▽

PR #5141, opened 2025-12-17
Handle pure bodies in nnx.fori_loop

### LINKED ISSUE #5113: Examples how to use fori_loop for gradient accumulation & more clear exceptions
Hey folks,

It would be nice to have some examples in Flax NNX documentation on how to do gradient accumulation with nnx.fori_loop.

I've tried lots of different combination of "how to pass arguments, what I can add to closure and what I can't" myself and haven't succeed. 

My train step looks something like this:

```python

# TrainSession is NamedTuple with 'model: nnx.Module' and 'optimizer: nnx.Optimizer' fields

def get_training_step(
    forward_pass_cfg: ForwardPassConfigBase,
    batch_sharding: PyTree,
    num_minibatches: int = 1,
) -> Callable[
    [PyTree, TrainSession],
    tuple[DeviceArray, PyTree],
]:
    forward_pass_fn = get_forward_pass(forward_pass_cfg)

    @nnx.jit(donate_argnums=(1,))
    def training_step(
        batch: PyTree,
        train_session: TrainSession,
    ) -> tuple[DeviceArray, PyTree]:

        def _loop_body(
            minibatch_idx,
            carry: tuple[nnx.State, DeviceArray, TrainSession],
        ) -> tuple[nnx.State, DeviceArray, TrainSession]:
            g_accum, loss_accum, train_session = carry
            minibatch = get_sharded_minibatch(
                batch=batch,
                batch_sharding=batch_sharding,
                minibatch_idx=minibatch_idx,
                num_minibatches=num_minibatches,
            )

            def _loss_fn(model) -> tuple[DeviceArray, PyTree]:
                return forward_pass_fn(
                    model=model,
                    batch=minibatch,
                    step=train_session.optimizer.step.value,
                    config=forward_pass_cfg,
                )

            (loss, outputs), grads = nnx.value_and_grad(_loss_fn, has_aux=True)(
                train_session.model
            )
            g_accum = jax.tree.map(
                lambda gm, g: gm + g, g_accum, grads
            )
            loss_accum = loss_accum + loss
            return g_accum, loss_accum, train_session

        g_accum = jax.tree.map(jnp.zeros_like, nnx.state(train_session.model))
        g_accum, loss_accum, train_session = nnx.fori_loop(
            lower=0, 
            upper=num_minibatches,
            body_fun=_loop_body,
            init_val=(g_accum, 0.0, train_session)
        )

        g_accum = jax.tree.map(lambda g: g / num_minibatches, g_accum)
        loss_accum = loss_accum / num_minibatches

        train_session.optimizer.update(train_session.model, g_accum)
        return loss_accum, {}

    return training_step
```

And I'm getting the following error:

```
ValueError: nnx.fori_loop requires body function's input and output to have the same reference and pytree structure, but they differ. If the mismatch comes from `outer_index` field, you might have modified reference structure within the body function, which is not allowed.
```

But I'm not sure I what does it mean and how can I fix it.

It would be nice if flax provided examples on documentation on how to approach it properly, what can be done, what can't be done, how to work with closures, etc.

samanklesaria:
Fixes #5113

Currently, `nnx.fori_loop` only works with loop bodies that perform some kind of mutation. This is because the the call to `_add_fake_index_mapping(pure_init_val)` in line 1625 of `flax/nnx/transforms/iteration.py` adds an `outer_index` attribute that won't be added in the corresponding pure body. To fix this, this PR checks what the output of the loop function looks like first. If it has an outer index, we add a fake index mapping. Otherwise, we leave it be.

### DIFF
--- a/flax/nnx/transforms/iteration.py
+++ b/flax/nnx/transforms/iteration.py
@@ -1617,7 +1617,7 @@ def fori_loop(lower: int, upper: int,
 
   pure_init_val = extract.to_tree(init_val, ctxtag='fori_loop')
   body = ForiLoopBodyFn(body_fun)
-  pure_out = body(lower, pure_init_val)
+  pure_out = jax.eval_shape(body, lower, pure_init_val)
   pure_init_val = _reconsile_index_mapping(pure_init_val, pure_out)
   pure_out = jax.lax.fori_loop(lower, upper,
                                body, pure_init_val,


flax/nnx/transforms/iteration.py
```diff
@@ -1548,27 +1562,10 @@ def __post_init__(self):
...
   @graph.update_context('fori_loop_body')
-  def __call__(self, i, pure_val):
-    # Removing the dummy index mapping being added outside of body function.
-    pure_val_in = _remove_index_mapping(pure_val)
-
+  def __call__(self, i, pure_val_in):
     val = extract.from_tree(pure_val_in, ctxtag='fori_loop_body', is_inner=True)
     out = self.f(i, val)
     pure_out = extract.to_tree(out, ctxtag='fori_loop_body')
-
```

△
▽

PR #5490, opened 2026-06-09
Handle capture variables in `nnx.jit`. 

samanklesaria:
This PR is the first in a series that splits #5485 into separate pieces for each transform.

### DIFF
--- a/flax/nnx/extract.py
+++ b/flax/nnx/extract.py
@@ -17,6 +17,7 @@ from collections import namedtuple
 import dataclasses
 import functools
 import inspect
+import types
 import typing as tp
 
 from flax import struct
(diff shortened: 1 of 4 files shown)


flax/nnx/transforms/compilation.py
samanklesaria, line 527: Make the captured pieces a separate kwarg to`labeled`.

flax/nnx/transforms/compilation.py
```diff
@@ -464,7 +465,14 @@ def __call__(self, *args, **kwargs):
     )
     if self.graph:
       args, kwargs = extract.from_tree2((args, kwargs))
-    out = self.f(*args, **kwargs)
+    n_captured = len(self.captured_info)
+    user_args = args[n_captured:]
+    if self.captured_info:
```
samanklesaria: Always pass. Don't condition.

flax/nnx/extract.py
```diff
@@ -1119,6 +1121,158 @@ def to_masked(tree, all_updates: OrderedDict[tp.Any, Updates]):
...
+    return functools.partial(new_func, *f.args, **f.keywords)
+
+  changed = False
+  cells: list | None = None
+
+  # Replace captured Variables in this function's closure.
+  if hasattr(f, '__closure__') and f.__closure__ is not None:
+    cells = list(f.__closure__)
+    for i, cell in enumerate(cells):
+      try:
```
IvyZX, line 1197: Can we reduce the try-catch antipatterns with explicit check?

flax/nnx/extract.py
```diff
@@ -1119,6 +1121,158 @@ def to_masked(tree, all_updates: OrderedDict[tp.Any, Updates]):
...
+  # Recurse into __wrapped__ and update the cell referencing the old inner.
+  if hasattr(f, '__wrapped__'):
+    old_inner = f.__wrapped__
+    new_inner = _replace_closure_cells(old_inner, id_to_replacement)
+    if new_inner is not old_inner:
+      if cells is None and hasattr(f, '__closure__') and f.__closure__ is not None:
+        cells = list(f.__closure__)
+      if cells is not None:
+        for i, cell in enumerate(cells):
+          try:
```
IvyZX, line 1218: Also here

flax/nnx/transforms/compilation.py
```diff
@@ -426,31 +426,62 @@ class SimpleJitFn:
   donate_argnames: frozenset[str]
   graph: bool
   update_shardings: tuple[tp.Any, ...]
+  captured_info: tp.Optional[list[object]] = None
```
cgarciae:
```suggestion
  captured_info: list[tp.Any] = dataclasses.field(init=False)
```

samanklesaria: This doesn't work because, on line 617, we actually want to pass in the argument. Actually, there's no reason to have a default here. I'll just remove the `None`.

△

What you should do: Scan the material for "carry" and copy the lines that hold it.

Response:
            carry: tuple[nnx.State, DeviceArray, TrainSession],
            g_accum, loss_accum, train_session = carry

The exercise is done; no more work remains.